_Input_
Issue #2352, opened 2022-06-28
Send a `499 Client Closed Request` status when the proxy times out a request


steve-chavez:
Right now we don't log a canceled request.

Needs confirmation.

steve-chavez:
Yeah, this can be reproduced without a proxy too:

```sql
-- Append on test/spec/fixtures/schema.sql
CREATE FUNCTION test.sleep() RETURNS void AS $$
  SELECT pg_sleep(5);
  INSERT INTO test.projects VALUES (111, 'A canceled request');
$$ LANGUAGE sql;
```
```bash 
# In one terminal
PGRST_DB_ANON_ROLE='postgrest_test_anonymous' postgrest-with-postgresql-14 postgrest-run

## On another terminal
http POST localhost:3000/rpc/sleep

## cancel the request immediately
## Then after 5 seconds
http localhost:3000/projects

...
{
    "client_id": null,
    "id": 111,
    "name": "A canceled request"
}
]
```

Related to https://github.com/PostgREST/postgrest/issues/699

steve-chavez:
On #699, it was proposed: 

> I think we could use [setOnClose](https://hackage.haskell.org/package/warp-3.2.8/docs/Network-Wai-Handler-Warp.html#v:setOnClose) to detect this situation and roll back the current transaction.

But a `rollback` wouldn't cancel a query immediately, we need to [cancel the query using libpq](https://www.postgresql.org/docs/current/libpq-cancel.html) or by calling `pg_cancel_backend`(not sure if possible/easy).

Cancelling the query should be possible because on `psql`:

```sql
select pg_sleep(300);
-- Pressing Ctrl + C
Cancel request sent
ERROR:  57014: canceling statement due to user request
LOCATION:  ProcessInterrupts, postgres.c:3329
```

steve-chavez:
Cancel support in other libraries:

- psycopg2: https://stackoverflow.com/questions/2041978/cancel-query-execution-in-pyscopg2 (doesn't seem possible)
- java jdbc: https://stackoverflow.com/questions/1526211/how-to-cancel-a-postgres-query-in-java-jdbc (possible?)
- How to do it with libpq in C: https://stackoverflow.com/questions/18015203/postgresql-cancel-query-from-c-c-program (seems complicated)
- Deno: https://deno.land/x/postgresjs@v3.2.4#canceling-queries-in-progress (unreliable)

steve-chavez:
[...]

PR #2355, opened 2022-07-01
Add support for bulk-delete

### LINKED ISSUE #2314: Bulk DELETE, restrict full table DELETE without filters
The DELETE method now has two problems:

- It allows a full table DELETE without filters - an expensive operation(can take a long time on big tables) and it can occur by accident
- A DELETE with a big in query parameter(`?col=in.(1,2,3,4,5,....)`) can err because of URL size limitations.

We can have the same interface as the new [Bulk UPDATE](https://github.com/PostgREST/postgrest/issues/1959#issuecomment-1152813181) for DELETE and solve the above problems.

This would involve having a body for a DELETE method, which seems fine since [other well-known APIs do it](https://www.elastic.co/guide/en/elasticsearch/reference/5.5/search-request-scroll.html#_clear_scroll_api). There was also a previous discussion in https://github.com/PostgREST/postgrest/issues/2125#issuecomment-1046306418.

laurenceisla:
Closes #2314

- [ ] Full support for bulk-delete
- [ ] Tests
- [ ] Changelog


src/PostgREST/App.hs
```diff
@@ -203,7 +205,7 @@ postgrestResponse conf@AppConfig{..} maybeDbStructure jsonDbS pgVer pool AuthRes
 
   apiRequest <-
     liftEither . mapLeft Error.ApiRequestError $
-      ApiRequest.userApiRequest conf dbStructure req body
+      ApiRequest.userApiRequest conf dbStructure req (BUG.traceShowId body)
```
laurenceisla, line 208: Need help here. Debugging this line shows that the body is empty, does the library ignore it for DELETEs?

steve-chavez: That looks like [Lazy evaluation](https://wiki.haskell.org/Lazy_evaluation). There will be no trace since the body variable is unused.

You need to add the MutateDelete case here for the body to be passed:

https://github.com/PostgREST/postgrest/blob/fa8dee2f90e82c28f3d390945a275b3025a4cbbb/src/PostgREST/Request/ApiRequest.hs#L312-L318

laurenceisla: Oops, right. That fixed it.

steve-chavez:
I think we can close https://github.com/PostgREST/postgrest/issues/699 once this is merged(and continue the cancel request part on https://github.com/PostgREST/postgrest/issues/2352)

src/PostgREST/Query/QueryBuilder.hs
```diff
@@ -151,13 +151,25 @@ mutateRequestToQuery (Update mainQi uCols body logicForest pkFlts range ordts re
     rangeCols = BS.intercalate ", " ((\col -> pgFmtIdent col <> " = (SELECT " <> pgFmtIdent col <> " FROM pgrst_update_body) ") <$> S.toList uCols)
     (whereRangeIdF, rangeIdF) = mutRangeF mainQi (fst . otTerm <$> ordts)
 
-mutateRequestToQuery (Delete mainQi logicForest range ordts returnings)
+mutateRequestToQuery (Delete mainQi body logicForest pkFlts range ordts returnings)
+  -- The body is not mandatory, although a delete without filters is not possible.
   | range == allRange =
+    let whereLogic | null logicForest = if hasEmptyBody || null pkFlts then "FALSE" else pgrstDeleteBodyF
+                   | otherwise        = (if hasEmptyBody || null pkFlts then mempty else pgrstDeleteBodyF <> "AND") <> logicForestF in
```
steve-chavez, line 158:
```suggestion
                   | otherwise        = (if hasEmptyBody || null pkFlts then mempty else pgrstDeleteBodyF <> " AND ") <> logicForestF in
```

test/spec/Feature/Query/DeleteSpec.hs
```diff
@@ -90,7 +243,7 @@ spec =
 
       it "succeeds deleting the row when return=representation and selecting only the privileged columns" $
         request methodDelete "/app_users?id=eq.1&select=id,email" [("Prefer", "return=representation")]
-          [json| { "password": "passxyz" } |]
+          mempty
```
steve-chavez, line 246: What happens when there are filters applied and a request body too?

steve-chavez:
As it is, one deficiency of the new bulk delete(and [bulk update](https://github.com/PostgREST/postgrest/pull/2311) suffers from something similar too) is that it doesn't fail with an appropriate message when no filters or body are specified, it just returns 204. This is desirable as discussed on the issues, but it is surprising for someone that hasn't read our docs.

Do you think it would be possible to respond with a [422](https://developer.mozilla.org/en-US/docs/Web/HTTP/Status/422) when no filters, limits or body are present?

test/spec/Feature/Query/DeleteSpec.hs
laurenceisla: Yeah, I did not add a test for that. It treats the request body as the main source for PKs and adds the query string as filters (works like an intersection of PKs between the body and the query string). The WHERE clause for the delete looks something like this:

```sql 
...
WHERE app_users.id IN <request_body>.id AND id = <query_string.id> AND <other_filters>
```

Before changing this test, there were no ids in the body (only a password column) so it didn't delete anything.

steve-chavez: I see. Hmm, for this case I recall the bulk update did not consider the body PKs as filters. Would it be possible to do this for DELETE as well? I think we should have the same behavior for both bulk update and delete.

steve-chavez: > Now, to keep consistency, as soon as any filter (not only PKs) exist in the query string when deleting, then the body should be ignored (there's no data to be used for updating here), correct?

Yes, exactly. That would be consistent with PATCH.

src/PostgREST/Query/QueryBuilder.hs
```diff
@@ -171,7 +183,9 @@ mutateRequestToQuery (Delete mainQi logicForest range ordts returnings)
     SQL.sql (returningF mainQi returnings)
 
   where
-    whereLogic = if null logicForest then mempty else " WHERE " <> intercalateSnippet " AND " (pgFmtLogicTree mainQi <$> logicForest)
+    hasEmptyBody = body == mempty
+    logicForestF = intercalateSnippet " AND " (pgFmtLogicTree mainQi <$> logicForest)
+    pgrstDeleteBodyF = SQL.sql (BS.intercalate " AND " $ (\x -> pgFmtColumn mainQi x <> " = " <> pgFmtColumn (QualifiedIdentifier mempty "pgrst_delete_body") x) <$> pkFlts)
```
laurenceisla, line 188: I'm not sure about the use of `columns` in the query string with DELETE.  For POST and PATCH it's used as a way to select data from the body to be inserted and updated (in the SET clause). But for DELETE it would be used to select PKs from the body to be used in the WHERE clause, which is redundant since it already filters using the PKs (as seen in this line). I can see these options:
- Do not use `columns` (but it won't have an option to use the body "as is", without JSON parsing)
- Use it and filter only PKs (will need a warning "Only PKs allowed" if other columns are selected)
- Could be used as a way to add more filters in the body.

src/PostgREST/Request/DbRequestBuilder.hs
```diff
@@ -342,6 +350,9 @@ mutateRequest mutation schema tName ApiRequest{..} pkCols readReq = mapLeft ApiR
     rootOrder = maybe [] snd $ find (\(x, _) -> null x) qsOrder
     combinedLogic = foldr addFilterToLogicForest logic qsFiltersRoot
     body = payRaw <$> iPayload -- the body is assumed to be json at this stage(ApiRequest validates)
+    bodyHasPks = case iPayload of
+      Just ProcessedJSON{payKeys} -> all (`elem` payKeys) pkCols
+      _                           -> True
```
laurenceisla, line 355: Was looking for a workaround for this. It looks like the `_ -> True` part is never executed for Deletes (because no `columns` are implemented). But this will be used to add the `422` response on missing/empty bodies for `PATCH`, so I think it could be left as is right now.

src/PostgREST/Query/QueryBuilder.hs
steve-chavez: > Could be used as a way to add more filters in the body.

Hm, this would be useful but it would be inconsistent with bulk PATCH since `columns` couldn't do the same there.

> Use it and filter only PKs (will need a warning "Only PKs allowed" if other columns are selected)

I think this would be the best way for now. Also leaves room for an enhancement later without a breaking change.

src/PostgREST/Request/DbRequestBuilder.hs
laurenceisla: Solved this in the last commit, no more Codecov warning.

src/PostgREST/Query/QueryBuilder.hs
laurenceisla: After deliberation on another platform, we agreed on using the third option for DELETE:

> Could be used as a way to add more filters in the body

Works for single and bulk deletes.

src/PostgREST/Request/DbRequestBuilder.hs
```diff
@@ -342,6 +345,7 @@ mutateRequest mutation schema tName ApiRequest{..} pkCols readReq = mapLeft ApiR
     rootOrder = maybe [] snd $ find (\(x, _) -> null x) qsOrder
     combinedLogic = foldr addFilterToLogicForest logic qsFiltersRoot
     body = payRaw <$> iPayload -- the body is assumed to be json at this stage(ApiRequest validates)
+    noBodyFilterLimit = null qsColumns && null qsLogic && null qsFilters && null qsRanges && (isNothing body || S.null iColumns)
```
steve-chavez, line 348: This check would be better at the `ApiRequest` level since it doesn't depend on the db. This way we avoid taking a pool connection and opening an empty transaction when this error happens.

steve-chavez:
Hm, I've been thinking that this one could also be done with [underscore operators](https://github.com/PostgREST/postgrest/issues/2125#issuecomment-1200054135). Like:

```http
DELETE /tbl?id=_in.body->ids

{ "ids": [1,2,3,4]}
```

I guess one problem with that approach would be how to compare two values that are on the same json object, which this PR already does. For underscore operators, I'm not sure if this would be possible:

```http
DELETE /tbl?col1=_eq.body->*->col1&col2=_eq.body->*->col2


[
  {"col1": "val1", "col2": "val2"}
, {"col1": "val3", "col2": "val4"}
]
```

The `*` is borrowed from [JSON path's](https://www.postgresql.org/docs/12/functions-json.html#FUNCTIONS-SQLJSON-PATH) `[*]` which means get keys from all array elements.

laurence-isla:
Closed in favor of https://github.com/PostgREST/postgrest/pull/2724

_Description of the task_
Repeat, character for character, the lines of the material above from the line with "out a request" through the line with "Cancel support in".

_Answer to the problem_
Send a `499 Client Closed Request` status when the proxy times out a request


steve-chavez:
Right now we don't log a canceled request.

Needs confirmation.

steve-chavez:
Yeah, this can be reproduced without a proxy too:

```sql
-- Append on test/spec/fixtures/schema.sql
CREATE FUNCTION test.sleep() RETURNS void AS $$
  SELECT pg_sleep(5);
  INSERT INTO test.projects VALUES (111, 'A canceled request');
$$ LANGUAGE sql;
```
```bash 
# In one terminal
PGRST_DB_ANON_ROLE='postgrest_test_anonymous' postgrest-with-postgresql-14 postgrest-run

## On another terminal
http POST localhost:3000/rpc/sleep

## cancel the request immediately
## Then after 5 seconds
http localhost:3000/projects

...
{
    "client_id": null,
    "id": 111,
    "name": "A canceled request"
}
]
```

Related to https://github.com/PostgREST/postgrest/issues/699

steve-chavez:
On #699, it was proposed: 

> I think we could use [setOnClose](https://hackage.haskell.org/package/warp-3.2.8/docs/Network-Wai-Handler-Warp.html#v:setOnClose) to detect this situation and roll back the current transaction.

But a `rollback` wouldn't cancel a query immediately, we need to [cancel the query using libpq](https://www.postgresql.org/docs/current/libpq-cancel.html) or by calling `pg_cancel_backend`(not sure if possible/easy).

Cancelling the query should be possible because on `psql`:

```sql
select pg_sleep(300);
-- Pressing Ctrl + C
Cancel request sent
ERROR:  57014: canceling statement due to user request
LOCATION:  ProcessInterrupts, postgres.c:3329
```

steve-chavez:
Cancel support in other libraries:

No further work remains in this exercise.